Is the concern with appending '/ari' that it will result in an invalid url
(e.g. ...?a=b/ari)? The URL could be parsed and reconstructed. (*caveats
noted: URL parsing is hard, but most languages do it anyway).

Or is this infeasible because we need to make the assumption that the cert
is uniquely identified by the path alone and not a query string? I guess in
my mind this seems like the more sensible blocker as I'm not sure what to
do about that.

That said, I too like the idea of using the cert URL. So instead of
manipulating the certificate URL, what if the renewalInfo URL given in the
directory is "the one" for ARI, and the cert URL was specified as a
URL-encoded query param? (When I first started reading the ARI spec, that's
more what I was expecting.) I propose the QS because even though we could
put the cert URL as part of the path in an escaped form, some web servers
may not parse this properly (e.g. %2F is troublesome in particular because
URL normalization is often a necessary security measure and this can be
indistinguishable from / after normalizing, unless done carefully; see
https://github.com/caddyserver/caddy/pull/4948).

I don't understand how this approach (A) helps solve the issues you
> identified above. In order to get up-to-date information, the same number
> of requests still need to be made, it's just that now they're newOrder
> requests instead of renewalInfo requests.
>

Well, for one, this approach can greatly reduce complexity in clients,
since it uses existing renewal flows. No need to go out-of-band to schedule
renewals. It's basically just part of the existing timers/loops/schedulers.
You simply adjust your timer/sleep/whatever, instead of needing to start
all new ones and synchronize ARI routines with renewal routines.

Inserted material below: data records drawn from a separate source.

PR #388, opened 2026-05-29
Surface post-meeting auto-notes on the Meetings page (source-scoped auto-run)

moona3k:
Surfaces the highest-value meeting feature — automatic post-meeting notes (Summary, Action Items, …) — on the Meetings page, and makes prompt auto-run **source-scoped** so it's an honest meeting-only promise.

## Why
Post-meeting auto-run already worked, but it was (1) **invisible** — only reachable via a meeting detail → `+` → Manage Prompts, and (2) **global** — the same auto-run fired on file/YouTube transcriptions, with no source scoping. That global leak is exactly what forced the Memo-Steered Notes revert (ADR-020). This implements path (a) from the ADR-020 amendment.

## What's in it
**Source-scoped auto-run (infra)**
- `Prompt.appliesToSources: Set<Transcription.SourceType>?` — `nil` = all sources (= historical behavior; every existing/migrated row decodes to nil, so **zero regression** for users who never touch the new card). Rule centralized in `Prompt.autoRuns(for:)`.
- Migration `v0.20-prompt-applies-to-sources`: nullable JSON column only — no row inserts, so the historical Codable-seed trap is avoided; the v0.7 seed is untouched and the reconciler preserves the field on built-ins.
- `PromptRepository.fetchAutoRunPrompts(for:)` (source filter) + `setAutoRun(id:source:enabled:)` (per-source transitions that never leak onto unintended sources). Global `toggleAutoRun` clears scope on enable ("all sources" = the reset path).
- Trigger threads `transcription.sourceType` → `PromptResultsViewModel.autoGeneratePromptResults`.

**Meetings "After Each Meeting" card (UX)**
- New card between Intelligence and Live Ask: toggle chips for each result prompt (scoped to `.meeting`), a "Uses {provider}" line, and a **Manage** deep-link to the full Prompt Library. Gated on a configured AI provider (shows "Set up AI" instead of dead toggles).

## Testing
- `swift test`: **full suite green, 0 failures** (9 new tests: source-scoped query, all `setAutoRun` transitions, global-toggle reset, reconciler preservation, source-aware trigger, Meetings VM exposure/toggle).
- `swift build --target MacParakeet`: clean.
- Two independent fresh-eye reviews (Codex + Gemini): both **merge-ready, no blockers**.

## ADRs
ADR-020 (2026-05 amendment) — marks path (a) `appliesToSources` as shipped. ADR-013 — preserves "zero auto-run is valid."


moona3k:
Addressed all three review comments in `a76da01d`:
- **Scope normalization (Greptile P2):** `setAutoRun` now collapses a set that covers every source back to `nil` after enabling, so the canonical "all sources" form is preserved and a future `SourceType` case is auto-included rather than silently excluded. Mirrored in the mock + added `testSetAutoRunReEnablingEverySourceNormalizesScopeToNil`. Good catch.
- **"Tap" → "Click" (Greptile):** fixed in the card copy and chip help text — matches the macOS pointer convention the app uses for on-screen actions.
- **Redundant `.category == .result` (Gemini + Greptile):** removed; `promptsViewModel.prompts` is already result-only.

Full suite green; CI re-running on the new commit.

moona3k:
## Fresh-eye review round 2 (Codex + Gemini)

Both reviewers returned the core diff merge-ready (no P0/P1 inside the diff). They surfaced two real gaps *outside* the diff, plus nits — all addressed in `639f9ee5`:

- **CLI `prompts set` scope leak (P1, real):** `--auto-run`/`--no-auto-run`/`--hidden` mutated the struct directly and bypassed the `appliesToSources = nil` normalization that the GUI's global toggle enforces. A prompt narrowed to meetings-only in the GUI, then `--auto-run` via CLI, would claim global-on while silently staying meeting-scoped — the exact leak this feature prevents. Fixed; extracted the mutation into a pure `SetSubcommand.applyFlags(...)` and added 3 CLI tests.
- **`restoreDefaults()` left scoping (P2):** now resets `appliesToSources = NULL` so built-ins return to shipped unscoped state. Added repo test.
- **Spec drift (P2):** `spec/01-data-model.md` updated — schema block, Swift struct, migration list, notes entry.
- **Nits:** hoisted `isOn` in `AutoNoteChip` (single read for render + tap); added partial-scope-add repo test.

Confirmed clean by both: state-machine transitions, idempotent v0.20 migration, NULL→nil GRDB round-trip, single auto-run call site threads `sourceType`, reconciler preserves scoping. Focused suites green (PromptRepository, PromptsCommand, Meetings/PromptResults/Prompts VMs).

As for solving issues, although I did say "OCSP CertID," it actually could
be whatever improved/easier identifier we end up using. The point is that
it's a way to identify the certificate and distinguish this request as
"ARI-enabled" so to speak. As for the number of requests: it's true this
doesn't reduce them, but as you say, there's not really much hope in doing
that anyway due to the 24 hour constraint. There are still advantages to
this approach that make it appealing: simpler clients, simpler servers
(less infrastructure), less complexity all around. (I'm glad you at least
like the new field in the newOrder requests. I agree that it could be
beneficial regardless.)

On the one hand, I'm in complete agreement, it would be great to have a
> "batch" endpoint that returns suggested windows for all certificates
> associated with a given account, or matching some other criteria. On the
> other hand, there's a reason that Let's Encrypt diverges from RFC8555 and
> does not implement the "orders" field on account objects: endpoints which
> serve unboundedly-large documents and require paging are difficult to
> implement correctly on both the server and client side, and can quickly
> lead to disruptive database queries.
>

Ok, this is interesting. I totally understand the difficulty with paging.
(I wonder if populating the "orders" field could be done optionally, like
if the client specifically requests that it be populated somehow. Then the
server load is still greatly reduced and provides useful info. But I
digress.)

I should clarify though that what I'm suggesting with (B) does *not*
involve enumerating many results and paging through a DB. Maybe in the
worst case where there is no simple way to describe the affected
certificates and they just need to be listed by ID/URL. But I believe what
we've seen in the past suggests that most certificates could be expressed
in terms of a date range, account fingerprint, etc -- some simple notation
that allows the *client* to compute whether it is relevant to them. This
endpoint could even be a static resource.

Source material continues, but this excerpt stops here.